** Problem statement **
Write out all of the data without omission, exactly as shown.

### Source records

PR #978, opened 2019-11-05
Fixes bug introduced with game history table update

mattetress:
Fixes issue with reviews and demos no longer showing


anoek:
Thanks for the quick fix!

PR #980, opened 2019-11-06
remove win/loss color for annulled games

mattetress:
Annulled games shouldn't get win/loss color in the history table


anoek:
Good change, thanks!

PR #992, opened 2019-11-19
clarify analysis setting

### LINKED ISSUE #991: Clearer wording needed for 'always disable analysis' in site settings
I have come across multiple users who do not understand that this setting only affects them and that their opponents will still be able to use analysis if it is enabled in the game settings. 

Clearer wording could prevent future confusion.

mattetress:
Fixes #991 

## Proposed Changes

Added clarifying text to analysis setting in settings menu

Screen Shot 2019-11-18 at 10 24 34 PM


anoek:
Thanks for the improvement!

PR #995, opened 2019-11-23
add email to moderator page

BHydden:
## Proposed Changes

  - Attempt to add an email column for new users in moderator page


BHydden:
I confirmed that user.email is the correct name for the field, but the column isn't populating in my tests. Any thoughts on what I'm missing?

mattetress:
It's hard for me to help without being able to test it out directly for myself, but does the email heading show and not the emails or do you get neither?

BHydden:
The header shows its just the data that doesn't populate. Eugene helped me realise that email isn't an element of X as I had wrongly assumed, looking into an alternate path to access it.

BHydden:
Still working on this but nothing wish pushing up yet, mostly walking in circles sadly.

anoek:
I am pretty sure this is going to need some server side support to add that field for you, I don't typically return that field anywhere since it's sensitive information.

BHydden:
Yeah I was concerned that was the case. It can be accessed through the moderator modal on the profile page so I was hoping I could replicate that somehow.

anoek:
Thanks for the PR, sorry it took so long to get to the backend part

BHydden:
I didn't realise you were planning on doing it so soon! Thank you!!! 😍😍😍

PR #996, opened 2019-11-25
Fix blitz games displaying live icon

RubyMineshaft:
Some blitz tournament games were getting assigned the live game icon in the game history table.  I've increased the time per move threshold to 15 to catch these games


flovo:
I fear it's not as easy as just increasing the threshold. Games with `time_per_move >= 10` are already live games. See for example https://beta.online-go.com/api/v1/games/6321, where `speed: "live"`
```json
    "time_per_move": 10,
    "time_control_parameters": "{\"system\": \"byoyomi\", \"time_control\": \"byoyomi\", \"speed\": \"live\", \"pause_on_weekends\": false, \"main_time\": 0, \"period_time\": 10, \"periods\": 5}",
```

mattetress:
Hmm yeah seems that some tweaking may be needed in the api. The increased threshold did catch the majority of games I was able to find, since the speed attribute wasnt present on most

mattetress:
What if we had games with `time_per_move <= 15` override the speed attribute for the icon?

mattetress:
I added some code to quickly and dirtily catch games that are categorized as live by the api and display the blitz icon in game history.   I don't know if it's an acceptable solution, but it does correctly override the live categorization.  Perhaps a temporary fix?

GreenAsJade:
I think this should be fixed in the back end.

You can create quite slow Blitz games and very fast Live ones.

From a moderation perspective, I personally won't chase timeouts in Blitz as "escaping", so it does make a difference.

anoek:
Ok I finally tracked this down on the backend I think, they should be in sync now. It's not retro-active though unfortunately.

PR #999, opened 2019-11-30
Update Joseki.tsx

aesalon12:
## Proposed Changes
  - A new node will be blank when added

## Why
  - Less clutter when various contributors add nodes one at a time. Either they erase ## Joseki or leave it in and someone has to erase it later.


anoek:
Thanks for the improvement!

PR #1004, opened 2019-12-04
There's really no need to double check the "clear marks" action

GreenAsJade:
... in a recent Dwyrin video I noticed what a pain it is for users to have a centre-screen swal dialog every time they want to clear marks.

This PR asserts that it's really not needed at all - clearing marks is a lightweight deletion that needs to be easy for a reviewer, and with low consequences of accidental use.

If it turns out some sort of confirmation is needed, let's find that out by putting this in, then adding the next thing if/when needed and when we know what it should be.

### DIFF
--- a/src/components/Clock/Clock.styl
+++ b/src/components/Clock/Clock.styl
@@ -37,10 +37,6 @@
             animation-iteration-count: infinite
         }
 
-        &.paused-correspondence {
-            color: #888;
-        }
-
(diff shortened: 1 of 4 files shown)


GreenAsJade:
^^ nuts the white container colour change accidentally got on this branch as well.

Pull this one to get both :D

anoek:
:+1:

PR #1007, opened 2019-12-06
Use number value handicap instead of sting d.handicap

flovo:
Fixes https://forums.online-go.com/t/wins-losses-against-stronger-weaker-opponents-again/23952?u=flovo

btw: Is it possible to turn this kind of type conversion off in javascript?


flovo:
Closed in favor of https://github.com/online-go/online-go.com/pull/1008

######

** Answer to the exercise **
PR #978, opened 2019-11-05
Fixes bug introduced with game history table update

mattetress:
Fixes issue with reviews and demos no longer showing


anoek:
Thanks for the quick fix!

PR #980, opened 2019-11-06
remove win/loss color for annulled games

mattetress:
Annulled games shouldn't get win/loss color in the history table


anoek:
Good change, thanks!

PR #992, opened 2019-11-19
clarify analysis setting

### LINKED ISSUE #991: Clearer wording needed for 'always disable analysis' in site settings
I have come across multiple users who do not understand that this setting only affects them and that their opponents will still be able to use analysis if it is enabled in the game settings. 

Clearer wording could prevent future confusion.

mattetress:
Fixes #991 

## Proposed Changes

Added clarifying text to analysis setting in settings menu

Screen Shot 2019-11-18 at 10 24 34 PM


anoek:
Thanks for the improvement!

PR #995, opened 2019-11-23
add email to moderator page

BHydden:
## Proposed Changes

  - Attempt to add an email column for new users in moderator page


BHydden:
I confirmed that user.email is the correct name for the field, but the column isn't populating in my tests. Any thoughts on what I'm missing?

mattetress:
It's hard for me to help without being able to test it out directly for myself, but does the email heading show and not the emails or do you get neither?

BHydden:
The header shows its just the data that doesn't populate. Eugene helped me realise that email isn't an element of X as I had wrongly assumed, looking into an alternate path to access it.

BHydden:
Still working on this but nothing wish pushing up yet, mostly walking in circles sadly.

anoek:
I am pretty sure this is going to need some server side support to add that field for you, I don't typically return that field anywhere since it's sensitive information.

BHydden:
Yeah I was concerned that was the case. It can be accessed through the moderator modal on the profile page so I was hoping I could replicate that somehow.

anoek:
Thanks for the PR, sorry it took so long to get to the backend part

BHydden:
I didn't realise you were planning on doing it so soon! Thank you!!! 😍😍😍

PR #996, opened 2019-11-25
Fix blitz games displaying live icon

RubyMineshaft:
Some blitz tournament games were getting assigned the live game icon in the game history table.  I've increased the time per move threshold to 15 to catch these games


flovo:
I fear it's not as easy as just increasing the threshold. Games with `time_per_move >= 10` are already live games. See for example https://beta.online-go.com/api/v1/games/6321, where `speed: "live"`
```json
    "time_per_move": 10,
    "time_control_parameters": "{\"system\": \"byoyomi\", \"time_control\": \"byoyomi\", \"speed\": \"live\", \"pause_on_weekends\": false, \"main_time\": 0, \"period_time\": 10, \"periods\": 5}",
```

mattetress:
Hmm yeah seems that some tweaking may be needed in the api. The increased threshold did catch the majority of games I was able to find, since the speed attribute wasnt present on most

mattetress:
What if we had games with `time_per_move <= 15` override the speed attribute for the icon?

mattetress:
I added some code to quickly and dirtily catch games that are categorized as live by the api and display the blitz icon in game history.   I don't know if it's an acceptable solution, but it does correctly override the live categorization.  Perhaps a temporary fix?

GreenAsJade:
I think this should be fixed in the back end.

You can create quite slow Blitz games and very fast Live ones.

From a moderation perspective, I personally won't chase timeouts in Blitz as "escaping", so it does make a difference.

anoek:
Ok I finally tracked this down on the backend I think, they should be in sync now. It's not retro-active though unfortunately.

PR #999, opened 2019-11-30
Update Joseki.tsx

aesalon12:
## Proposed Changes
  - A new node will be blank when added

## Why
  - Less clutter when various contributors add nodes one at a time. Either they erase ## Joseki or leave it in and someone has to erase it later.


anoek:
Thanks for the improvement!

PR #1004, opened 2019-12-04
There's really no need to double check the "clear marks" action

GreenAsJade:
... in a recent Dwyrin video I noticed what a pain it is for users to have a centre-screen swal dialog every time they want to clear marks.

This PR asserts that it's really not needed at all - clearing marks is a lightweight deletion that needs to be easy for a reviewer, and with low consequences of accidental use.

If it turns out some sort of confirmation is needed, let's find that out by putting this in, then adding the next thing if/when needed and when we know what it should be.

### DIFF
--- a/src/components/Clock/Clock.styl
+++ b/src/components/Clock/Clock.styl
@@ -37,10 +37,6 @@
             animation-iteration-count: infinite
         }
 
-        &.paused-correspondence {
-            color: #888;
-        }
-
(diff shortened: 1 of 4 files shown)


GreenAsJade:
^^ nuts the white container colour change accidentally got on this branch as well.

Pull this one to get both :D

anoek:
:+1:

PR #1007, opened 2019-12-06
Use number value handicap instead of sting d.handicap

flovo:
Fixes https://forums.online-go.com/t/wins-losses-against-stronger-weaker-opponents-again/23952?u=flovo

btw: Is it possible to turn this kind of type conversion off in javascript?


flovo:
Closed in favor of https://github.com/online-go/online-go.com/pull/1008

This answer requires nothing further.